Top of Record set
PR #628, opened 2026-01-29
Use platform specific `read_at` when available

### LINKED ISSUE #622: `LocalFileSystem`: use `read_at` instead of seek + read
Currently, the `LocalFileSystem` uses seek followed by a read, which saves a syscall per request.

We should be able to use `read_at` instead (https://doc.rust-lang.org/std/os/unix/fs/trait.FileExt.html
It is available for unix (linux/osx / windows):
```
// Platform specific traits needed for read_at
#[cfg(unix)]
use std::os::unix::fs::FileExt; 
#[cfg(windows)]
use std::os::windows::fs::FileExt;

let file = Arc::new(File::open(path)?);
file.read_at(&mut buf, 500).unwrap();
...
```

**Additional context**

AdamGS:

Closes #622.

# Rationale for this change
 
Saves on at least one seek syscall per range

1. On windows and unix, make use of their platform specific `FileExt::read_at` functions.
2. Unifies the read implementation uses in `LocalStore::read_ranges` and for local files in `GetResult::bytes`, so this codepath is shared across both implementation which are currently very similar with one minor change.

No

### DIFF
--- a/src/lib.rs
+++ b/src/lib.rs
@@ -116,6 +116,8 @@
 //!
 //! [`BufReader`]: buffered::BufReader
 //! [`BufWriter`]: buffered::BufWriter
+//! [`Read`]: std::io::Read
+//! [`Seek`]: std::io::Seek
 //!
 //! # Adapters
 //!
@@ -607,8 +609,6 @@ use bytes::Bytes;
 use chrono::{DateTime, Utc};
 use futures::{StreamExt, TryStreamExt, stream::BoxStream};
 use std::fmt::{Debug, Formatter};
-#[cfg(all(feature = "fs", not(target_arch = "wasm32")))]
-use std::io::{Read, Seek, SeekFrom};
 use std::ops::Range;
 use std::sync::Arc;
 
@@ -1650,22 +1650,11 @@ impl GetResult {
             #[cfg(all(feature = "fs", not(target_arch = "wasm32")))]
             GetResultPayload::File(mut file, path) => {
                 maybe_spawn_blocking(move || {
-                    file.seek(SeekFrom::Start(self.range.start as _))
-                        .map_err(|source| local::Error::Seek {
-                            source,
-                            path: path.clone(),
-                        })?;
+                    use crate::local::read_range;
 
-                    let mut buffer = if let Ok(len) = len.try_into() {
-                        Vec::with_capacity(len)
-                    } else {
-                        Vec::new()
-                    };
-                    file.take(len as _)
-                        .read_to_end(&mut buffer)
-                        .map_err(|source| local::Error::UnableToReadBytes { source, path })?;
+                    let buffer = read_range(&mut file, &path, self.range)?;
 
-                    Ok(buffer.into())
+                    Ok(buffer)
                 })
                 .await
             }
--- a/src/local.rs
+++ b/src/local.rs
@@ -19,6 +19,10 @@
 use std::fs::{File, Metadata, OpenOptions, metadata, symlink_metadata};
 use std::io::{ErrorKind, Read, Seek, SeekFrom, Write};
 use std::ops::Range;
+#[cfg(target_family = "unix")]
+use std::os::unix::fs::FileExt;
+#[cfg(target_family = "windows")]
+use std::os::windows::fs::FileExt;
 use std::sync::Arc;
 use std::time::SystemTime;
 use std::{collections::BTreeSet, io};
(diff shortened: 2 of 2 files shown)


src/lib.rs
```diff
@@ -1650,22 +1648,11 @@ impl GetResult {
...
-                        Vec::with_capacity(len)
-                    } else {
-                        Vec::new()
-                    };
-                    file.take(len as _)
-                        .read_to_end(&mut buffer)
-                        .map_err(|source| local::Error::UnableToReadBytes { source, path })?;
-
-                    Ok(buffer.into())
+                    use crate::local::read_range;
```
AdamGS, line 1653: this makes me think that maybe `read_range` belongs elsewhere, maybe a new `file` module?

src/local.rs
```diff
@@ -988,26 +988,79 @@ pub(crate) fn read_range(
...
-    if read != to_read {
-        let error = Error::OutOfRange {
-            path: path.into(),
-            expected: to_read,
-            actual: read,
-        };
+        let mut buf_slice = &mut buf[..];
+        let mut offset = range.start;
+
+        while !buf_slice.is_empty() {
```
AdamGS, line 992: this is roughly the implementation of `read_exact_at`, just allows us to keep the same errors and track how many bytes we've read for the `OutOfRange` error branch.

src/local.rs
```diff
@@ -988,26 +988,79 @@ pub(crate) fn read_range(
...
+        #[cfg(target_family = "windows")]
+        use std::os::windows::fs::FileExt;
+
+        // Safety:
+        // Setting the buffer's length to its capacity is safe as it remains within its allocated memory.
+        // In cases where `read_exact_at` errors, the contents of the buffer are undefined,
+        // but we discard it without using it.
+        unsafe {
+            buf.set_len(to_read as usize);
+        }
```
AdamGS: This is the first use of `unsafe` in the crate, which I'm not thrilled about. The alternative seems to be to pre-fill it with `Vec::resize`, but that seems wasteful.

Dandandan: I think the later `&mut buf[..]` makes this UB.
What is the performance when initializing `buf` with `vec![0u8; 8]`?

Dandandan: The alternative would be reimplementing/vendoring part of this API https://doc.rust-lang.org/std/os/unix/fs/trait.FileExt.html#method.read_buf_at

Dandandan: Or a suggestion by Gemini (raw file IO):

```
use std::os::unix::io::AsRawFd;

let fd = file.as_raw_fd();
let mut buf = Vec::with_capacity(to_read);

let bytes_read = unsafe {
    // libc::pread takes a raw pointer (*mut c_void), avoiding the reference creation UB
    libc::pread(
        fd, 
        buf.as_mut_ptr() as *mut _, 
        to_read, 
        offset as i64
    )
};

if bytes_read >= 0 {
    unsafe { buf.set_len(bytes_read as usize) };
} else {
    // Handle error
}
```

Dandandan: Ah I see it even triggers https://rust-lang.github.io/rust-clippy/rust-1.93.0/index.html#uninit_vec now

AdamGS: I'll try it out with pre-allocated data

AdamGS: just preallocated the buffer with 0s (`buf.resize(to_read as usize, 0_u8)`), results are:
```
read_ranges/local_fs/10 time:   [24.271 µs 24.605 µs 24.979 µs]
                        thrpt:  [3.0543 GiB/s 3.1008 GiB/s 3.1434 GiB/s]
                 change:
                        time:   [−9.2694% −7.9576% −6.6172%] (p = 0.00 < 0.05)
                        thrpt:  [+7.0861% +8.6456% +10.216%]
                        Performance has improved.
Found 9 outliers among 100 measurements (9.00%)
  5 (5.00%) high mild
  4 (4.00%) high severe
read_ranges/local_fs/100
                        time:   [91.591 µs 92.250 µs 92.981 µs]
                        thrpt:  [8.2054 GiB/s 8.2703 GiB/s 8.3299 GiB/s]
                 change:
                        time:   [−19.988% −19.050% −18.121%] (p = 0.00 < 0.05)
                        thrpt:  [+22.131% +23.532% +24.982%]
                        Performance has improved.
Found 12 outliers among 100 measurements (12.00%)
  2 (2.00%) low mild
  5 (5.00%) high mild
  5 (5.00%) high severe
read_ranges/local_fs/1000
                        time:   [877.00 µs 891.02 µs 907.75 µs]
                        thrpt:  [8.4047 GiB/s 8.5626 GiB/s 8.6994 GiB/s]
                 change:
                        time:   [−32.377% −30.518% −28.468%] (p = 0.00 < 0.05)
                        thrpt:  [+39.797% +43.921% +47.879%]
                        Performance has improved.
Found 8 outliers among 100 measurements (8.00%)
  4 (4.00%) high mild
  4 (4.00%) high severe

get_opts_whole_file/local_fs
                        time:   [8.2127 ms 8.2487 ms 8.2891 ms]
                        thrpt:  [7.5400 GiB/s 7.5770 GiB/s 7.6101 GiB/s]
                 change:
                        time:   [−3.7223% −2.3673% −1.0502%] (p = 0.00 < 0.05)
                        thrpt:  [+1.0613% +2.4247% +3.8663%]
                        Performance has improved.
Found 12 outliers among 100 measurements (12.00%)
  3 (3.00%) high mild
  9 (9.00%) high severe

get_range_sequential/local_fs/10
                        time:   [223.74 µs 225.81 µs 228.25 µs]
                        thrpt:  [342.28 MiB/s 345.97 MiB/s 349.18 MiB/s]
                 change:
                        time:   [−8.4366% −7.0562% −5.8343%] (p = 0.00 < 0.05)
                        thrpt:  [+6.1958% +7.5919% +9.2139%]
                        Performance has improved.
Found 5 outliers among 100 measurements (5.00%)
  3 (3.00%) high mild
  2 (2.00%) high severe
get_range_sequential/local_fs/100
                        time:   [2.2283 ms 2.2480 ms 2.2706 ms]
                        thrpt:  [344.07 MiB/s 347.54 MiB/s 350.61 MiB/s]
                 change:
                        time:   [−8.9263% −7.8699% −6.7098%] (p = 0.00 < 0.05)
                        thrpt:  [+7.1924% +8.5421% +9.8012%]
                        Performance has improved.
Found 9 outliers among 100 measurements (9.00%)
  6 (6.00%) high mild
  3 (3.00%) high severe
get_range_sequential/local_fs/1000
                        time:   [23.699 ms 23.843 ms 24.011 ms]
                        thrpt:  [325.37 MiB/s 327.66 MiB/s 329.65 MiB/s]
                 change:
                        time:   [+1.8221% +2.7832% +3.8109%] (p = 0.00 < 0.05)
                        thrpt:  [−3.6710% −2.7079% −1.7895%]
                        Performance has regressed.
Found 8 outliers among 100 measurements (8.00%)
  2 (2.00%) low mild
  6 (6.00%) high severe
```

AdamGS: maybe a bit worse for `get_opts` but still shows an improvement, otherwise very similar within the noise of a laptop.

src/local.rs
```diff
@@ -975,8 +979,8 @@ pub(crate) fn read_range(
     range: Range<u64>,
 ) -> Result<Bytes> {
     // If none of the range is satisfiable we should error, e.g. if the start offset is beyond the
-    // extents of the file
-    if range.start >= file_len {
+    // extents of the file, or if its at the end of the file and wants to read a non-empty range.
+    if range.start > file_len || (range.start == file_len && !range.is_empty()) {
```
Dandandan: Isn't the added condition equivalent to `range.end > file_len` ?

AdamGS:
seems like I need some more work on the windows size

src/local.rs
AdamGS: from line 994-995:
```rust
// Don't read past end of file
let to_read = range.end.min(file_len) - range.start;
```

I think its actually technically ok to read with a range that ends past the end of the file (I think HTTP RANGE headers allow that too), the only issue is when trying to start at the end and reading more. I'll try and figure out if this error is actually tested, and add a test if not.

Dandandan: Ok

Dandandan (approved):
To me it looks great - perhaps someone else can take a look.

src/local.rs
Dandandan: Amazing, impressive!

AdamGS:
FWIW - I ran the same benchmark on an AWS box with a gpt-3 drive and the trend is very similar

src/lib.rs
crepererum: TBH I think file handles should be removed from the public API altogether, see #18.

src/local.rs
crepererum, line 977: Technically we could push this even further (maybe in a follow up): `read_at` doesn't modify the current read head at all. `seek_read` does, but the offset is always from the start of the file. So in both cases, you can read offsets from multiple threads in parallel. For a rotating disk this will probably not help (in contrary it might actually be counter-productive), but for an NVMe you can totally do that and in some cases get higher read throughput (esp. when your ranges are so tiny that the read latency is basically the bottleneck).

Dandandan: Yes this would allow it, but I think it probably needs to be controlled from somewhere else to avoid the overhead of creating a lot of threads, for example by allowing to reuse the `File` / `Arc<File>` from multiple threads and across `get_ranges` calls - that would also save a high number of open/close calls.

Dandandan: E.g. https://github.com/apache/datafusion/issues/19983

Dandandan: And there is also the `read_vectored_at` API (nightly) that does vectored IO, i.e. without using separate threads, which probably would be more performant.

https://doc.rust-lang.org/std/os/unix/fs/trait.FileExt.html#method.read_vectored_at

crepererum: Also see https://github.com/apache/arrow-rs-object-store/issues/18#issuecomment-3854039340

src/local.rs
Dandandan: I wondered if it makes sense to do the allocation in bulk in `get_ranges` instead of doing it per range - it seems that is beneficial for locality and saves some allocations.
Bottom of Record set
### What you will do
If a line above includes the string "implementation", pick it out.

### Solved problem
2. Unifies the read implementation uses in `LocalStore::read_ranges` and for local files in `GetResult::bytes`, so this codepath is shared across both implementation which are currently very similar with one minor change.
AdamGS, line 992: this is roughly the implementation of `read_exact_at`, just allows us to keep the same errors and track how many bytes we've read for the `OutOfRange` error branch.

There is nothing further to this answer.